Differentiation of human neural stem cells into neural networks on graphene nanogrids.

Abstract

Graphene nanogrids (crossed graphene nanoribbons synthesized by the oxidative unzipping of multi-walled carbon nanotubes) on a SiO2 matrix containing TiO2 nanoparticles (NPs) were applied as a photocatalytic stimulator in the accelerated differentiation of human neural stem cells (hNSCs) into two-dimensional neural networks. The hydrophilic graphene nanogrids exhibited patterned proliferations of hNSCs (consistent with patterns of the nanogrids), in contrast with the usual random growths occurring on quartz substrates.
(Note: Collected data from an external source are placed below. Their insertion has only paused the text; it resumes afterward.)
Issue #206, opened 2021-08-10
Optimize list of monitors on smaller screens


Ponkhy:
**Is your feature request related to a problem? Please describe.**
I've noticed that the HeartbeatBar takes away a lot space on screens especially smaller than 400px.

**Describe the solution you'd like**
Solutions:
- 1: Just hide the HeartbeatBar at a certain point, then you can read the name without problem.
- 2: Put the HeartbeatBar under the Uptime and Name.

I don't think it'll make much sense to make the HeartbeatBar smaller.
What do you guys think about it?
I know this project isn't 100% mobile optimized, but i'd like to improve the experience on mobile devices over time.

**Problem:**
![Problem](https://i.imgur.com/114MQz2.png)

Ponkhy:
Okay, i've roughly worked out both solutions.
Which version do you guys like better? Especially @louislam since it's your project.

**Solution 1:**
![Solution1](https://i.imgur.com/i1ohCAG.png)

**Solution 2:**
![Solution2](https://i.imgur.com/JIbXSHY.png)

louislam:
> **Is your feature request related to a problem? Please describe.**
> I've noticed that the HeartbeatBar takes away a lot space on screens especially smaller than 400px.
> 
> **Describe the solution you'd like**
> Solutions:
> 
> * 1: Just hide the HeartbeatBar at a certain point, then you can read the name without problem.
> * 2: Put the HeartbeatBar under the Uptime and Name.
> 
> I don't think it'll make much sense to make the HeartbeatBar smaller.
> What do you guys think about it?
> I know this project isn't 100% mobile optimized, but i'd like to improve the experience on mobile devices over time.
> 
> **Problem:**
> ![Problem](https://camo.githubusercontent.com/ea84a926c261f7449262884296e044a1b86ba9ef1a7873fdfe0d124b5a66a225/68747470733a2f2f692e696d6775722e636f6d2f3131344d517a322e706e67)

I think the solution 2 should be better.

Ponkhy:
I'm actually also working on a solution to just have the option in settings, so the user can choose the style they want.

PR #217, opened 2021-08-15
Added user choice heartbeat bar

Ponkhy:
As mentioned in #206 was it a little hard to read the Monitor Name on smaller screens.
So i added the possibility that the user can choose how the heartbeat bar should look like.

**Settings Page:** 
Settings

**Example Normal:**
Normal

**Example Bottom:**
Bottom

**Example None:**
Node


Ponkhy:
I also added a bit more space over the badge on mobile screens to it would look a more centered.

src/mixins/theme.js
```diff
@@ -4,6 +4,7 @@ export default {
         return {
             system: (window.matchMedia("(prefers-color-scheme: dark)").matches) ? "dark" : "light",
             userTheme: localStorage.theme,
+            userHeartbeatBar: localStorage.heartbeatBarTheme
```
Saibamen, line 7:
```suggestion
            userHeartbeatBar: localStorage.heartbeatBarTheme,
```

src/mixins/theme.js
```diff
@@ -13,6 +14,11 @@ export default {
             this.userTheme = "light";
         }
 
+        //Default Heartbeat Bar
```
Saibamen, line 17:
```suggestion
        // Default Heartbeat Bar
```

src/mixins/theme.js
```diff
@@ -13,6 +14,11 @@ export default {
...
+        if (! this.userHeartbeatBar) {
```
Saibamen, line 18:
```suggestion
        if (!this.userHeartbeatBar) {
```

Saibamen (changes requested):

Ponkhy:
@Saibamen It should be done

Saibamen (approved):

louislam:
Found a strange bug, it only appears if your switch to another page and back to "Settings" page.

https://user-images.githubusercontent.com/1336778/129719974-76debf13-ba8a-42dc-84c1-09459319cab8.mp4

Ponkhy:
> Found a strange bug, it only appears if your switch to another page and back to "Settings" page.
> 
>  a.mp4

That's really strange, in the last seconds (0:11-1:12) you can even see a bit of the heartbeat bar.
I'll try to find some time later to figure it out.

Ponkhy:
@louislam Okay it's fixed with the latest commit `77369bd`. I was only able to get it work by adding a `:key`.
I've also used `v-show` instead of `v-bind:class` now and removed the `.hideHeartbeatBar` class.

The number of cell nuclei differentiated on reduced graphene oxide nanoribbon (rGONR) grid/TiO2 NPs/SiO2 increased ∼5.9 and 26.8 fold compared to the number of cells on quartz substrates, after three weeks of differentiation, in the dark and under photo stimulation, respectively. The stimulation, originated by the injection of photoexcited electrons from the TiO2 NPs into the cells on the nanogrids, also resulted in changing the number of differentiated neurons and glial cells in the patterned neural network by factors of ∼1.8 and 0.17, respectively. A higher differentiation on the rGONR grids than rGO sheets was assigned to the physical stress induced by the surface topographic features of the nanogrids. The current-voltage properties of the neural networks differentiated on the electrically disconnected rGONR grids demonstrated effective cell-to-cell and cell-to-rGONR couplings after three weeks of the stimulated differentiation.